Alphabet, the parent company of Google, came a cropper last week when its much-vaunted 20:1 share split landed with a soggy thump at the feet of a disinterested market. The exercise in financial gimmickry announced back on February 1 this year was designed to bring the price of an Alphabet share down from the giddy heights of $2,000 to just $100. Of course, Alphabet was hoping that the stunt would make it easier for the little people – retail investors with little ready cash but no real clout – to play the market. And, of course, with the split, Alphabet’s equity is spread over a much greater number of shares, making it more difficult for anyone to mount a takeover bid (as if). However, with the world in turmoil, recessions looming, inflation booming, costs rising and markets jittery and more bearlike every day, big investors are pulling out, selling when and where they can and are more than happy to see amateurs and small fry spend a few hundred bucks on the sort of scheme whose attraction seems to be fading. It was a shame then that Alphabet’s shares fell by 2.5% last week on the first day of post-split trading. Alphabet is also sliding down the Nasdaq 100 Stock Index where its value has actually fallen by a fifth since the scheme was first ballyhoo’d across the fairground by the blowhards with the bullhorns. Tell it not in Gath, nor whisper it on Wall Street, but Alphabet’s poor showing could well be the harbinger that the days of the quick-fix stock split are almost over. Two years ago, Apple shares went ballistic when CEO Tim Cook announced the exercise. In 2021, there were five more such stock-split exercises conducted by companies from within the S&P 500. Now though, the gilt is peeling off and even Amazon’s share price fell by 10 per cent after its last stock was split.

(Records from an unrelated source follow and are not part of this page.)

PR #4963, opened 2021-03-24
[DO NOT MERGE] Monitor compile cache utilization

emcastillo:
Check if cache is being utilized in jenkins and windows CI

### DIFF
--- a/cupy/_execution_stats.py
+++ b/cupy/_execution_stats.py
@@ -1,0 +1,26 @@
+import atexit
+# import os
+
+
+class RuntimeStatistics:
+
+    def __init__(self):
+        self.compile_cache_hits = 0
+        self.compile_cache_miss = 0
+
+    def show_statistics(self):
+        print('Runtime Statistics')
+        print('==================')
+        print(f'Compile Cache hits {self.compile_cache_hits}')
+        print(f'Compile Cache misses {self.compile_cache_miss}')
+        cc_hr = self.compile_cache_hits / (
+            self.compile_cache_hits + self.compile_cache_miss
+        )
+        print(f'Compile Cache hit ratio {cc_hr:.2f}')
+
+
+runtime_statistics = RuntimeStatistics()
+
+
+# if os.environ.get('CUPY_SHOW_CACHE_STATISTICS', False):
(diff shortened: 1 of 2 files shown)


emcastillo:
Jenkins, test this please

leofang:
1. The cache hit in Windows is surprisingly low...I wonder why? Could it be the hash on Windows is not deterministic?
2. Jenkins reported failure, but the GitHub UI does not show a link. @kmaehashi maybe this also relates to the GitHub API fix?

emcastillo:
Cache stats for windows,

```
Runtime Statistics
==================
Compile Cache hits 5002
Compile Cache misses 34942
Compile Cache hit ratio 0.13
```
I also suspect that the hashing in windows has something to do with this, or that we are unpacking the saved cache in the wrong folder.

kmaehashi:
I checked a cache key. https://github.com/cupy/cupy/blob/v9.0.0b3/cupy/cuda/compiler.py#L479 and noticed that the key includes the full path to the CuPy's source tree. 


```
('70', ('-IC:\\Users\\chainer\\cupy\\cupy\\core\\include', '-IC:\\Users\\chainer\\cupy\\cupy\\core\\include\\cupy\\_cuda\\cuda-10.0', '-IC:\\Program Files\\NVIDIA GPU Computing Toolkit\\CUDA\\v10.0\\include', '-ftz=true'), (10, 0), 'nvrtc') b'//\n// Generated by NVIDIA NVVM Compiler\n//\n// Compiler Build ID: CL-24817639\n// Cuda compilation tools, release 10.0, V10.0.130\n// Based on LLVM 3.4svn\n//\n\n.version 6.3\n.target sm_70\n.address_size 64\n\n\n\n' #include <cupy/complex.cuh>
```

Singapore, the island city-state of 728.6 km², which is home to four communications services providers, plus MVNOs, now has blanket 5G coverage via Singtel’s 5G network. The operator, which lost its domestic monopoly in 2000 when the Singaporean government deregulated the telecoms industry, has completed the task more than three years ahead of schedule – and despite the immense disruption caused by the Covid-19 pandemic. Singtel is the country’s biggest mobile provider with some 4.1 million subscribers and now, should any 5G subscriber feel a bit lost in and around the primary and secondary rainforests and lakes that remain untouched in the centre of the island and cover 21.96% of Singapore’s land mass, well, they won’t need to worry because, when their phone is on, Singtel will know where they are and the appropriate app will guide them back to the nearest air-conditioned shopping mall. The 5G network now covers more than 1,300 outdoor locations and provides signal in more than 400 buildings in addition to the Mass Rapid Transit (MRT) underground/overground rail system. Not to be outdone, two of Singtel’s biggest rivals, M1 and Starhub, are also deploying “island-wide” 5G. Talk about an embarrassment of riches.